Jerry lit another cigarette. “Look here, Joy, I don’t want to be a thrill-dispeller or anything, but I can’t put on a quiver I don’t feel. This thing may turn out all right, but at present quoting it sounds to me like a bad case of beach and moon. The whole thing has dusted along with that summer swiftness we all read about.”
“Oh, we realize it’s been swift,” said Joy, “and just to test ourselves, we’re not going to see each other until Wednesday, when I am going to meet him at the Copley for dinner.”
“Wednesday,” Joy murmured. “And to-day’s Monday. Oh, well, absence at this stage of the game only makes you keener—you should have stayed down there a week!”
“Bon soir—a week down there! I couldn’t stand that—not with his mother!”
“I gather from what you said that his mother is a riot. Is he anything like her?”
“Of course not—” Joy began indignantly, but the rise of recollection checked denial. Grant ossifying at the idea of Paragon Park on Sunday. . . . But anyone might do that. She rose, gathering conviction about her as a Shakespearean actor whips his cloak about him before an exit on a sounding phrase. “I can’t talk about it any more, Jerry. But when you know, you know.”

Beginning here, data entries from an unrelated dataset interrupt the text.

PR #15, opened 2021-01-19
TILA-247 reservation unit search enhancements

kieferbonk:


src/application/page1/ReservationUnitModal.tsx
```diff
@@ -125,63 +132,156 @@ const Text = styled.span`
...
+          options={reservationUnitTypeOptions}
+          label={t('ReservationUnitModal.searchReservationUnitTypeLabel')}
+          onChange={(selection: OptionType): void => {
+            setReservationUnitType(selection);
+          }}
+          defaultValue={emptyOption}
+        />
+      </Filters>
+      <ButtonContainer>
+        <SearchButton onClick={() => searchResults()}>
```
siren, line 262: Looks like this button now tries to submit the form behind the modal tool, need to add call to "e.preventDefault()' ?

siren (commented):
There's something strange happening with the Spinner, sometimes I see the following error when clicking 'Hae'

```
LoadingSpinner-7786d9a3.js:1 Uncaught TypeError: Cannot read property 'removeChild' of null
    at LoadingSpinner-7786d9a3.js:1
```

src/application/page1/ReservationUnitModal.tsx
```diff
@@ -125,63 +132,156 @@ const Text = styled.span`
...
 
-  const results = useAsync(async () => {
-    if (q === null) {
-      return [];
-    }
-    return getReservationUnits({ search: q });
-  }, [q]);
+  const searchResults = async () => {
+    setSearching(true);
+    const searchCriteria = {
```
siren, line 208: What about the ApplicationPeriod filtering?

kieferbonk: Forgot about that - added.

src/application/page1/ReservationUnitModal.tsx
kieferbonk: Yes, good catch. Fixed.

kieferbonk:
I was unable to reproduce the spinner problem. Updated hds to new version, that adressed some spinner bug.

src/application/page1/ReservationUnitModal.tsx
siren: Not super important right now, but the api also supports filtering with parameter application_period , for example application_period=1

siren (approved):

siren (approved):

PR #17, opened 2021-01-21
TILA-249: time selection summary

kieferbonk:

PR #18, opened 2021-01-21
TILA-254 display events inside accordions

siren:
- also changed getting of reservation unit data so that only the required data is retrieved
- handling of null values


kieferbonk:
Looks good, but maybe we should wait for https://github.com/City-of-Helsinki/tilavarauspalvelu-ui/pull/17 to clear before merging this.

kieferbonk (approved):

PR #23, opened 2021-01-31
TILA-336 reservation unit filtering

siren:


src/common/util.ts
```diff
@@ -1,12 +1,30 @@
...
   const now = new Date();
   return isAfter(now, parseISO(startDate)) && isBefore(now, parseISO(endDate));
 };
 
+const isPast = (endDate: string): boolean => {
+  const now = new Date();
+  return isAfter(now, parseISO(endDate));
+};
+
+export const uiState = (
```
kieferbonk, line 14: This could use a bit more descriptive name.

src/search/SearchForm.tsx
```diff
@@ -1,16 +1,21 @@
...
+import { mapOptions, OptionType, getSelectedOption } from '../common/util';
 
-interface Props {
-  // only text search is now implemented!
-  onSearch: (text: string) => void;
-}
-interface OptionType {
-  label: string;
-}
+export type Criteria = {
```
kieferbonk, line 10: Maybe not needed to be exported, or if so, belongs to to the type definition file?

kieferbonk (approved):

src/search/SearchForm.tsx
siren: fixed

src/common/util.ts
siren: true, renamed

PR #25, opened 2021-02-04
TILA-130 e2e

siren:
contains:
- e2e test template
- means to run e2e tests against local setup


kieferbonk (changes requested):
The test running looking good 👍 
I think the build is failing because of config changes and/or dependencies needed for post-build operations, that were moved to dev-deps.

kieferbonk (approved):

PR #31, opened 2021-02-10
changes to the .env.production file, .env.developer file, Dockerfile

jaana-ibm:
Changes that have been made:

- changed hard-coded values ​​for variables
- changed permissions to the /src folder
- added RUN command to change $ {REACT_APP_SPACE RESERVATION_API_URL} value


siren (commented):
It's currently difficult to give proper feedback on this because I still have not seen how the devops part is configured or built.

Still I think there's something logically incorrect with this approach, the .env.development is supposed to be used when developing the app locally. Why is it changed?

I think that the Sentry DSN should also be set to a reasonable value at some stage of the process. One option would be to commit the configuration to the git repository or do you wish to set it up with environment variable?

siren:
I think this is not needed anymore -> closing.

And so for a day or two, things remained as static as unexploded dynamite. Joy received a letter over which she wept ecstatic tears; Jerry shrugged her shoulders at both the tears and the ecstasy.
On Wednesday evening, Joy came to her for inspection, sheathed in defiance. “Do I look all right?”
Jerry was doing up a “little model” in one of her long cream paste-board boxes. She snapped the string around and tied it without replying. Then she said: “For the love of mud put on a veil or something to take the edge off those eyes. It isn’t fair to hit a place like the Copley looking like you do.”
“One should never wear a veil after six in the evening,” Joy retorted. “So I even look as if I were in love, do I?”